Erik grew up more rural, but he also had basically free reign of the neighborhood from a very young age. His mother, a preschool teacher, is very firm about the need to allow children age-appropriate autonomy.

And yet - I can see how it's hard. In my line of work, I see kids who are injured by bad drivers or bitten by dogs on a fairly regular basis. We're actually going to take a case to trial where a 6 y/o rode his bike directly in front of my insured driver (he's fine, by the way, just a broken leg). Even those experiences don't make me think that kids shouldn't be allowed to exercise their autonomy and freedom; they do make me aware of the potential consequences of not gauging your child's abilities appropriately.

It's unfortunate that the principal said Stella needs an adult to accompany her. What are you going to do? Talk to the principal or just politely ignore the note? I also think it's great that Stella has enough self-confidence to identify when she doesn't like what the other kids are saying and let it roll off her back.

The dog issue is my biggest worry, Ariella. Last year there were a couple of college students who were repeatedly irresponsible with their unleashed dogs, living in a building my kids walk by every morning. I called the management multiple times; I called the police multiple times. They're gone this year, but if they weren't it would be a barrier for me.

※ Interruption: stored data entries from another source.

PR #1168, opened 2022-10-11
CD Hotplug bug fix and boot order for nvme pci passthru

SimonFair:
Fixes for CD Hotplug.

Add Support for NVME boot order.

image


eschultz (approved):
LGTM

PR #1177, opened 2022-10-25
Fix post hook failing when plugin download fails; default scheduled parity check to non correcting.

dlandon:
Fix post hook failure when plugin download fails.  Php reserved characters were being passed in the $error string to the post_plugin_check causing it to fail.

### DIFF
--- a/plugins/dynamix/include/update.parity.php
+++ b/plugins/dynamix/include/update.parity.php
@@ -30,7 +30,7 @@ if (isset($_POST['#apply'])) {
     $month = $_POST['month'] ?? '*';
     $day   = $_POST['day'] ?? '*';
     $write = $_POST['write'] ?? '';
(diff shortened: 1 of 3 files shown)


plugins/dynamix/include/update.parity.php
```diff
@@ -30,6 +30,7 @@ function month($m) {
     $month = $_POST['month'] ?? '*';
     $day   = $_POST['day'] ?? '*';
     $write = $_POST['write'] ?? '';
+	$write = ($write == "CORRECT") ? "" : "NOCORRECT";
```
ljm42, line 33: tabs vs spaces, causes strange indenting

dlandon: Fixed.  I normally tab in all my work.  I'm not used to spaces.

PR #1185, opened 2022-10-30
Add boot order for USB and USB Boot option

SimonFair:
Add boot order field to USB devices
Add OS boot setting for USB Boot.


SimonFair:
USB Boot option.
image

Boot Order
image

PR #1189, opened 2022-11-02
Redo my failed attempt at defaulting to non-correcting parity check.

dlandon:
My original attempt to fix the default parity check was pretty much a disaster.  This cleans that up.  All I had to do was set the write="NOCORRECT" in the default.cfg file and set the non-correcting as the first selection.  Duh!!


limetech:
thank you!

PR #1199, opened 2022-11-12
Miscellaneous fixes

bergware:


dlandon:
See Asana notes.  I think you'll need to turn the input array into a string to be applied to the share.

Tooa:
> "[Revert "NFS security rule: change input to textarea, which allows more input](https://github.com/limetech/webgui/pull/1199/commits/54d094111b477e5b33f3e9cebc11cdd847d745f1)"

I noticed several attempts making the NFS rule field larger. Any plans to still tackle the problem @bergware? I am affected from the restriction as you can read [here](https://forums.unraid.net/topic/124722-permission-and-ownership-issues-with-nfsv4-and-rsync-unraid-6102/?do=findComment&comment=1200933).

dlandon:
It turned out to be a bit of an issue to convert the text area into a single line for the rules.  What length of the rules line would allow you to add enough rules text?

PR #1202, opened 2022-11-16
Change to use API

SimonFair:
Change to use libvirt_domain_interface_addresses which has been available for a long time but was not documented in the API manual. Using this function stops tainted warnings being written to the log.

Domain id=4 is tainted: custom-ga-command will no longer be seen in the log.


limetech:
Thank you for this!

PR #1204, opened 2022-11-19
revert change

ich777:
This change will not only affect new installations, this will also affect existing installations but only if one changes something in the Docker settings and if the line DOCKER_NETWORK_TYPE isn't found in the docker.cfg. It would be better to change the docker.cfg file which is shipped with Unraid in the zip file (append the line DOCKER_NETWORK_TYPE="1") but this is something that @limetech has to change.


dlandon:
The change should be right.  Let me have a look at the code for setting the network.  I think that may be where the problem lies,

dlandon:
Simon, please close this PR.  It needs to stand.  I'll issue a PR to resolve this problem and where macvlan cannot be selected.

dlandon:
Go ahead and apply this PR.  Because of the way the code is written, I cannot get it to be backwards compatible.

PR #1205, opened 2022-11-19
Fix default problem in Docker Settings where it defaults incorrectly and macvlan cannot be selected.

dlandon:
Tom, there is a change that also needs to be made in rc.docker:
Change this:
if [[ -z $DOCKER_NETWORK_TYPE ]]; then

at line 71 to this:
if [ "$DOCKER_NETWORK_TYPE" = "0" ]; then

I don't think I have access to the rc.docker code.

Unfortunately, we should really issue an rc so we can check it internally before release.  It is causing support problems as is stands.


dlandon:
Hold on this PR.  I have to work on backwards compatibility.

PR #900, opened 2016-03-01
Add basic docker image generator

Sturgelose:
It creates a basic image with base on meteor-tupperware  to start a MeterorJS container app fast. It still has some problems as it seems it gets stuck when starting the app. It might need some debugging or some ENV variables. So this pull request needs to be improved.

Use `docker build . -t <name_of_the_image>` in order to build the image and then `docker run <name_of_the_image>` to have it running.

You will see in the logs that it fails on start because of some variables missing or not sure...


brylie:
@Sturgelose thank you for working on this. We will try to carry your work forward and resolve the errors. Cheers!

PR #907, opened 2016-03-04
Fixes latest apis rows' view

### LINKED ISSUE #824: Latest APIs row renders wrong with title that has more than one line
Find out way to fix this with CSS if possible.

latestapis

elnzv:
Closes #824

### DIFF
--- a/client/views/latest_api/latestApi.less
+++ b/client/views/latest_api/latestApi.less
@@ -15,6 +15,19 @@
 
   .api-box {
     padding-left: 1em;
+    h3 {
+      overflow: hidden;
+      text-overflow: ellipsis;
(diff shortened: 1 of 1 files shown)


client/views/latest_api/latestApi.less
```diff
@@ -15,6 +15,19 @@
 
   .api-box {
     padding-left: 1em;
+    h3 {
+      overflow: hidden;
+      text-overflow: ellipsis;
```
jykae: This is cool :)

jykae:
Works great,
frontlong

Something could be done also on API view page header, but it was not in definition for this task
longname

I haven't decided quite what to do about the principal. She didn't send a note home; she just mentioned it to Stella yesterday afternoon. She and I have a cordial relationship and she knows the vibe of the neighborhood. So I'm optimistic, if annoyed.

L, thanks for the kind words about the post. I think the problem is the solitary walk -- I haven't heard anything from the moms of the kids who walk together without an adult. I do wonder if the boy/girl difference is a factor. She never said anything when Pete walked alone, but he was a bit older at the time than Stella is now.

My friend babysat a 10-year-old this past summer. He was amazed to learn that he was old enough to walk around the closed loop block (about 1/2 mile, no streets to cross) in a single-entrance residential subdivision. Her 9YO has been doing it for 2 years.